Every generation gets its own adaptation of Little Women, and here is ours, with its first trailer released today. But just how well has Greta Gerwig cast her adaptation compared to past efforts?

Into each generation a Jo is born: one girl in all the world, a chosen one. No grown woman who has ever read Louisa May Alcott’s most famous novel or watched any of the regular stream of film or TV adaptations of it can have failed to assign herself a character. Before there were Hufflepuffs there was loyal Beth; Slytherins could learn a thing or two from Amy. But everyone knows that classic Gryffindor Jo was the best one, and every girl who ever dreamed of stringing two words together for a living surely yearned to be the wild, ink-stained girl.

Well, no. I’ve managed to be a writer and a Meg (and a Ravenclaw). But from Orchard House to Hogwarts or Carrie Bradshaw’s New York – identifying with a particular type continues to have strong psychological appeal. And who better to understand the need to find a place in the world than Greta Gerwig? Long before Lady Bird rattled the Academy enough to prompt a Best Director nomination for (gasp!) a woman, Gerwig specialised in unpicking relationship dynamics particularly, though not exclusively, female ones.

As both writer and performer she has forensically turned over the tropes and hopes at their heart.

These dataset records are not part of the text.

PR #22942, opened 2025-08-20
feat: support vacuum full iceberg table

chenzl25:

> FULL
Selects “full” vacuum, which can reclaim more space, but takes much longer and exclusively locks the table. This method also requires extra disk space, since it writes a new copy of the table and doesn't release the old copy until the operation is complete. Usually this should only be used when a significant amount of space needs to be reclaimed from within the table.

- Based on [PG's doc](https://www.postgresql.org/docs/current/sql-vacuum.html), when we apply vacuum to an iceberg table, it should be related to expire snapshots. And the `vacuum full` command should be related to compact an iceberg table and expire snapshots. So in this PR, we change the semantics of the [vacuum introduced previously](https://github.com/risingwavelabs/risingwave/pull/22571) (which was compacting an iceberg table).

- vacuum = expire snapshot
- vacuum full = compact + expire snapshot

## Checklist

## Documentation

<details>

</details>


Li0k:
https://github.com/risingwavelabs/risingwave/pull/22947

Your thinking is very clear. However, the default configuration for "expired" is quite conservative. I hope that vacuum can accept parameters, can this be done?

chenzl25:
> e. I hope that vacuum can accept parameters, can this be done?

The parameter is still controlled by the table property.

Li0k (approved):
LGTM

Frances Ha’s examination of uneven friendships (one party more needy than the other) is in some ways the perfect forerunner to Jo and Laurie; Mistress America showcases the fractiousness of siblings who approach the world from opposite directions, as Jo and Amy do.

LittleWomen8

Courtesy of: RKO Pictures

Gerwig’s work also grounds itself in pragmatism in a way that particularly suits Alcott. Alcott was a progressive feminist and abolitionist, and dismissive readings of her novels about the March sisters as fluff miss much. The archetypes the girls represent claim and carve a distinct identity amid the demands of domesticity and decreasing wealth.

Meg might crave a quiet life with her tutor husband, but they have to work through their issues when their children upset the emotional apple cart. Amy refuses to settle for less than she feels she’s worth. Beth so wholeheartedly adopts the nurturing demands of young womanhood she ends up sacrificing herself to them. And although Jo, unlike her creator, ultimately marries, it is to a man who doesn’t fit the mould of adolescent matinee idol and who encourages, supports and constructively challenges Jo’s ambition.

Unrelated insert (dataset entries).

PR #22943, opened 2025-08-20
feat(cdc): Add progress tracking for parallelized cdc backfill

zwang28:

## Checklist

## Documentation

<details>

</details>

### DIFF
--- a/src/frontend/src/optimizer/plan_node/stream_cdc_table_scan.rs
+++ b/src/frontend/src/optimizer/plan_node/stream_cdc_table_scan.rs
@@ -78,6 +78,8 @@ impl StreamCdcTableScan {
             catalog_builder.add_column(&Field::with_name(DataType::Boolean, "backfill_finished"));
             // `row_count` column, the number of rows read from snapshot
             catalog_builder.add_column(&Field::with_name(DataType::Int64, "row_count"));
+            catalog_builder.add_column(&Field::with_name(DataType::Jsonb, "cdc_offset_low"));
+            catalog_builder.add_column(&Field::with_name(DataType::Jsonb, "cdc_offset_high"));
             catalog_builder
                 .build(vec![], 1)
                 .with_id(state.gen_table_id_wrapped())
--- a/src/meta/src/barrier/cdc_progress.rs
+++ b/src/meta/src/barrier/cdc_progress.rs
@@ -1,0 +1,226 @@
+// Copyright 2025 RisingWave Labs
+//
+// Licensed under the Apache License, Version 2.0 (the "License");
+// you may not use this file except in compliance with the License.
+// You may obtain a copy of the License at
+//
+//     http://www.apache.org/licenses/LICENSE-2.0
+//
+// Unless required by applicable law or agreed to in writing, software
+// distributed under the License is distributed on an "AS IS" BASIS,
+// WITHOUT WARRANTIES OR CONDITIONS OF ANY KIND, either express or implied.
+// See the License for the specific language governing permissions and
+// limitations under the License.
+
+use std::collections::HashMap;
+use std::sync::Arc;
+
+use num_traits::ToPrimitive;
+use parking_lot::Mutex;
+use risingwave_common::catalog::{FragmentTypeFlag, TableId};
+use risingwave_meta_model::{FragmentId, ObjectId, cdc_table_snapshot_split, fragment};
+use risingwave_pb::stream_service::PbBarrierCompleteResponse;
+use risingwave_pb::stream_service::barrier_complete_response::PbCdcTableBackfillProgress;
+use sea_orm::prelude::Expr;
+use sea_orm::{ColumnTrait, EntityTrait, QueryFilter, QuerySelect};
+
+use crate::MetaResult;
+use crate::controller::SqlMetaStore;
+
+pub type CdcTableBackfillTrackerRef = Arc<CdcTableBackfillTracker>;
+
+pub struct CdcTableBackfillTracker {
+    meta_store: SqlMetaStore,
+    inner: Mutex<CdcTableBackfillTrackerInner>,
+}
+
+impl CdcTableBackfillTracker {
+    pub async fn new(meta_store: SqlMetaStore) -> MetaResult<Self> {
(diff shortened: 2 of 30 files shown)


yuhao-su:
Can we use the same method to update non-parallelized cdc in the future?

zwang28:
>  Can we use the same method to update non-parallelized cdc in the future?

The method is resuable. But for non-parallelized backfill we don't know the denominator (e.g. total rows) to measure the progress. The issue is not hard to resolve though.
In parallelized we use total number of backfill splits as denominator of progress.

zwang28:
> This PR also includes a refactor that uses the CDC offset to filter out unnecessary data

Consider reverting this change until the bugfix is merged. https://github.com/risingwavelabs/risingwave/pull/22503

hzxa21:
> > This PR also includes a refactor that uses the CDC offset to filter out unnecessary data
> 
> Consider reverting this change until the bugfix is merged. #22503

Should we merge https://github.com/risingwavelabs/risingwave/pull/22503 before this PR then?

src/frontend/src/optimizer/plan_node/stream_cdc_table_scan.rs
```diff
@@ -78,6 +78,8 @@ impl StreamCdcTableScan {
             catalog_builder.add_column(&Field::with_name(DataType::Boolean, "backfill_finished"));
             // `row_count` column, the number of rows read from snapshot
             catalog_builder.add_column(&Field::with_name(DataType::Int64, "row_count"));
+            catalog_builder.add_column(&Field::with_name(DataType::Jsonb, "cdc_offset_low"));
```
hzxa21, line 86: nits: modify the comment in L67 accordingly

src/meta/model/migration/src/lib.rs
```diff
@@ -48,6 +48,7 @@ mod m20250710_065220_sink_auto_refresh_schema;
 mod m20250722_155040_table_refreshable;
 mod m20250729_174630_add_vector_index_info;
 mod m20250810_000000_add_user_admin_field;
+mod m20250821_081110_cdc_table_snapshot_splits_add_column;
```
hzxa21, line 52: Do we need a new migration given that [cdc_table_snapshot_split](https://github.com/risingwavelabs/risingwave/blob/390ca65c1987f876c8b815681877f2d0a6fabf93/src/meta/model/migration/src/lib.rs#L46) is introduced between 2.5 and 2.6?

src/meta/src/barrier/cdc_progress.rs
```diff
@@ -0,0 +1,493 @@
...
+        // TODO(zw): improve init generation.
+        let init_generation = INITIAL_CDC_SPLIT_ASSIGNMENT_GENERATION_ID;
+        let restored = restore_progress(&meta_store).await?;
+        let fragment_id_to_job_id = load_cdc_fragment_table_mapping(&meta_store).await?;
+        let cdc_progress = restored
+            .into_iter()
+            .map(|(job_id, (split_total_count, is_completed))| {
+                (
+                    job_id,
+                    CdcProgress::restore(split_total_count, init_generation, is_completed),
```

Of all the most well-known Josephines, only June Allyson has had a stolidly sensible streak; like Katharine Hepburn and Winona Ryder, Gerwig’s choice of Saoirse Ronan mixes a physical delicacy with a decidedly powerful presence. On screen as on paper, successive Jos push at the edges of proscribed femininity; she mourns her impulsively-cut hair, but she’d do it again in a heartbeat to help a loved one.

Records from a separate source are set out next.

PR #22953, opened 2025-08-21
fix(ci): remove non-existent query for nexmark action

kwannoel:

`q6` doesn't exist + fix default name (cannot have Uppercase) + add link to dashboard

## Checklist

## Documentation

<details>

</details>

### DIFF
--- a/.github/workflows/run-perf-test.yml
+++ b/.github/workflows/run-perf-test.yml
@@ -16,7 +16,7 @@ on:
         description: 'Nexmark Queries to Benchmark'
         required: true
         type: string
-        default: 'q0,q4,q6,q15,q20,q101'
+        default: 'q0,q4,q15,q20,q22,q101'
 
 jobs:
   run-perf-test:
--- a/.github/workflows/run-perf-test.yml
+++ b/.github/workflows/run-perf-test.yml
@@ -6,7 +6,7 @@ on:
         description: 'Performance test namespace (date-time will be appended)'
         required: true
         type: string
-        default: 'Untitled'
+        default: 'untitled'
       rw_image_tag:
         description: 'RisingWave Image Tag (docker image tag, e.g. v2.6.0-alpha--bench--e7ca9bb--kwannoel-enhance-backpressure-graph6)'
         required: true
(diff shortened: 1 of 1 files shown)


BugenZhao (approved):

.github/workflows/run-perf-test.yml
```diff
@@ -6,7 +6,7 @@ on:
         description: 'Performance test namespace (date-time will be appended)'
         required: true
         type: string
-        default: 'Untitled'
+        default: 'untitled'
```
kwannoel, line 9: > Namespace: Kubernetes supports multiple virtual clusters backed by the same physical cluster. These virtual clusters are called [namespaces](https://kubernetes.io/docs/tasks/administer-cluster/namespaces/). They let you partition resources into logically named groups.
>
> Dashboard offers all available namespaces in a dropdown list, and allows you to create a new namespace. The namespace name may contain a maximum of 63 alphanumeric characters and dashes (-) but can not contain capital letters. Namespace names should not consist of only numbers. If the name is set as a number, such as 10, the pod will be put in the default namespace.
>
> In case the creation of the namespace is successful, it is selected by default. If the creation fails, the first namespace is selected.

https://kubernetes.io/docs/tasks/access-application-cluster/web-ui-dashboard/#specifying-application-details

.github/workflows/run-perf-test.yml
```diff
@@ -72,4 +72,7 @@ jobs:
           branch: main
           commit: HEAD
           message: ':github: Triggering Nexmark Benchmark with image tag: ${{ env.RW_VERSION }}'
-          build_env_vars: '{ "BENCH_NAMESPACE": "${{ env.BENCH_NAMESPACE }}", "BENCH_TESTBED": "${{ env.BENCH_TESTBED }}", "RW_VERSION": "${{ env.RW_VERSION }}", "NEXMARK_QUERY": "${{ env.NEXMARK_QUERY }}", "KAFKA_EVENTS": "${{ env.KAFKA_EVENTS }}", "KAFKA_PARTITION": "${{ env.KAFKA_PARTITION }}", "ENABLE_BLACKHOLE": "${{ env.ENABLE_BLACKHOLE }}", "SKIP_DASHBOARD": "${{ env.SKIP_DASHBOARD }}" }'
\ No newline at end of file
+          build_env_vars: '{ "BENCH_NAMESPACE": "${{ env.BENCH_NAMESPACE }}", "BENCH_TESTBED": "${{ env.BENCH_TESTBED }}", "RW_VERSION": "${{ env.RW_VERSION }}", "NEXMARK_QUERY": "${{ env.NEXMARK_QUERY }}", "KAFKA_EVENTS": "${{ env.KAFKA_EVENTS }}", "KAFKA_PARTITION": "${{ env.KAFKA_PARTITION }}", "ENABLE_BLACKHOLE": "${{ env.ENABLE_BLACKHOLE }}", "SKIP_DASHBOARD": "${{ env.SKIP_DASHBOARD }}" }'
+      - name: 'Notify dashboard link'
+        run: |
+          echo 'To compare query results, visit: http://metabase.risingwave-cloud.xyz/dashboard/1405-nexmark-8c32g-1cn-rw-source-throughput?start_date=2024-12-01'
```
kwannoel, line 78: Just hardcode the dashboard URL for now. Most people should use the default cluster configuration.

kwannoel: Validated: https://github.com/risingwavelabs/risingwave/actions/runs/17122566052/job/48566693389

PR #22955, opened 2025-08-21
feat(streaming): only materialize expr for retract input

wenym1:

Materiailized expr is only for streaming consistency, to be able to get the exact same old value when dealing with delete. However, for append only workload, this seems unnecessary, because we can expect there is no delete in the workload. Therefore, in this PR, we change to avoid materializing the expr output for append only output. This would be helpful for vector index, to avoid unnecessarily storing a new copy of embedding data in the output of embedding function, which can be very large.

TOkZR2Bab7P19ER6SL3HWbBK79r

Courtesy of: Metro-Goldwyn-Mayer

Pairing Ronan with her Lady Bird co-star Timothée Chalamet for more delicious chemistry is a stroke of genius. Another is recognising the common ground between Emma Watson’s most famous role and the eldest March’s four-parts practicality to one-part vanity (Hermione at the Yule Ball surely owes just a little to Meg dressed up in borrowed silks). Florence Pugh, meanwhile, seems born to play Amy. And Beth has, in many ways, been the trickiest and most changeable, from Margaret O’Brien’s wide-eyed little girl to Claire Danes’ waterlogged performance. In choosing less of a big name — best known for Sharp Objects, Little Women will be Eliza Scanlen’s film debut — Gerwig cannily gives the quietest member of the family a new opening to establish herself without too many preconceptions.

Then of course there’s the March matriarch; the emotional centre of the family and its staunch moral guide. It’s hard to remember Marmee really being given her due on screen before Susan Sarandon’s gleefully arch and energetic performance in Gillian Armstrong’s 1994 adaptation. Gerwig’s Marmee does not threaten to be sidelined back to a vague mumsiness; she’s cast Laura Dern, while the cantankerous, meddling, rich Aunt March is none other than Meryl Streep. Let’s hope they don’t get into another altercation over a coffee.

Littlewomen1

Courtesy of: Columbia Pictures

With such rich parts for women of all ages, it’s no wonder that there is no shortage of seasoned talent lining up to take on the story over and over again. There is also audience appetite for a refreshed take every few years, for each generation to see their Meg and Jo and Beth and Amy and fall in love with their Laurie (or Friedrich).

They also fight their own gendered battles and sense of feminine constraint in a world that still hasn’t levelled the playing field. We can be confident Gerwig’s Little Women will be passionate and beautiful and sharply observed in the way that her work always is. It won’t, nor can it be, definitive; for as long as women and girls feel they need to create space for themselves in a male-dominated world, they’ll want to try their hand at being homely Meg, shy Beth, self-contained Amy and imaginative Jo until they find their own perfect blend to take out into the world.